PR #1677, opened 2022-10-11
feat: cache redirects for 60 seconds if no ttl provided

orinokai:
### Summary

Next.js uses 307 and 308 codes for its redirects, but our ODB functions currently only invalidate cached content for 200, 301 and 404 codes. This means ISR pages that conditionally return a redirect are not updating as expected.

A fix to Netlify Proxy for the above issue is currently in progress and this PR is a corresponding fix for a specific Next.js case: ISR pages with redirects, but without a `revalidate` value, are returned to the ODB with a default `max-age` of 1 year, which causes the ODB to cache them indefinitely. This PR ensures that redirects without `revalidate` are cached ephemerally for 60s.

### Test plan

~Visit /getStaticProps/with-revalidate-redirect/ on the demo site deploy preview and observe that the page should redirect if the last digit of the current minute is 0-4 and should show a successful 200 response if the last digit is 5-9.~
Unable to create a test page in the default demo because redirect cannot be returned when pre-rendering. Tests to follow in a new demo site.

### Relevant links (GitHub issues, Notion docs, etc.)

netlify/pillar-runtime#443
netlify/proxy#950

### DIFF
--- a/packages/runtime/src/templates/getHandler.ts
+++ b/packages/runtime/src/templates/getHandler.ts
@@ -131,8 +131,9 @@ const makeHandler = (conf: NextConfig, app, pageRoot, staticManifest: Array<[str
           // ODBs currently have a minimum TTL of 60 seconds
           result.ttl = Math.max(ttl, 60)
         }
-        // Only cache 404s ephemerally
-        if (ttl === ONE_YEAR_IN_SECONDS && result.statusCode === 404) {
+        const ephemeralCodes = [301, 302, 307, 308, 404]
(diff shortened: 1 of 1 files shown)


nickytonline:
@orinokai, can we add an end to end test for this fix or is it not possible atm as we'd need to wait at least 60 seconds for it to invalidate?

orinokai:
@nickytonline the main problem with adding a test is that the site won’t build when there is a redirect in `getStaticProps` so we’d need a way to ensure it only returns a redirect after the initial build. I have a plan but it involves creating a new demo site with a timestamp as the build ID and then setting up some long running Cypress tests. Since that will take some time and this is an urgent fix, I’d planned to do that as a separate bit of work.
• • • •
_Task requirements:_ Retype the records above in full. Every word should match.

_Answer section:_
PR #1677, opened 2022-10-11
feat: cache redirects for 60 seconds if no ttl provided

orinokai:
### Summary

Next.js uses 307 and 308 codes for its redirects, but our ODB functions currently only invalidate cached content for 200, 301 and 404 codes. This means ISR pages that conditionally return a redirect are not updating as expected.

A fix to Netlify Proxy for the above issue is currently in progress and this PR is a corresponding fix for a specific Next.js case: ISR pages with redirects, but without a `revalidate` value, are returned to the ODB with a default `max-age` of 1 year, which causes the ODB to cache them indefinitely. This PR ensures that redirects without `revalidate` are cached ephemerally for 60s.

### Test plan

~Visit /getStaticProps/with-revalidate-redirect/ on the demo site deploy preview and observe that the page should redirect if the last digit of the current minute is 0-4 and should show a successful 200 response if the last digit is 5-9.~
Unable to create a test page in the default demo because redirect cannot be returned when pre-rendering. Tests to follow in a new demo site.

### Relevant links (GitHub issues, Notion docs, etc.)

netlify/pillar-runtime#443
netlify/proxy#950

### DIFF
--- a/packages/runtime/src/templates/getHandler.ts
+++ b/packages/runtime/src/templates/getHandler.ts
@@ -131,8 +131,9 @@ const makeHandler = (conf: NextConfig, app, pageRoot, staticManifest: Array<[str
           // ODBs currently have a minimum TTL of 60 seconds
           result.ttl = Math.max(ttl, 60)
         }
-        // Only cache 404s ephemerally
-        if (ttl === ONE_YEAR_IN_SECONDS && result.statusCode === 404) {
+        const ephemeralCodes = [301, 302, 307, 308, 404]
(diff shortened: 1 of 1 files shown)


nickytonline:
@orinokai, can we add an end to end test for this fix or is it not possible atm as we'd need to wait at least 60 seconds for it to invalidate?

orinokai:
@nickytonline the main problem with adding a test is that the site won’t build when there is a redirect in `getStaticProps` so we’d need a way to ensure it only returns a redirect after the initial build. I have a plan but it involves creating a new demo site with a timestamp as the build ID and then setting up some long running Cypress tests. Since that will take some time and this is an urgent fix, I’d planned to do that as a separate bit of work.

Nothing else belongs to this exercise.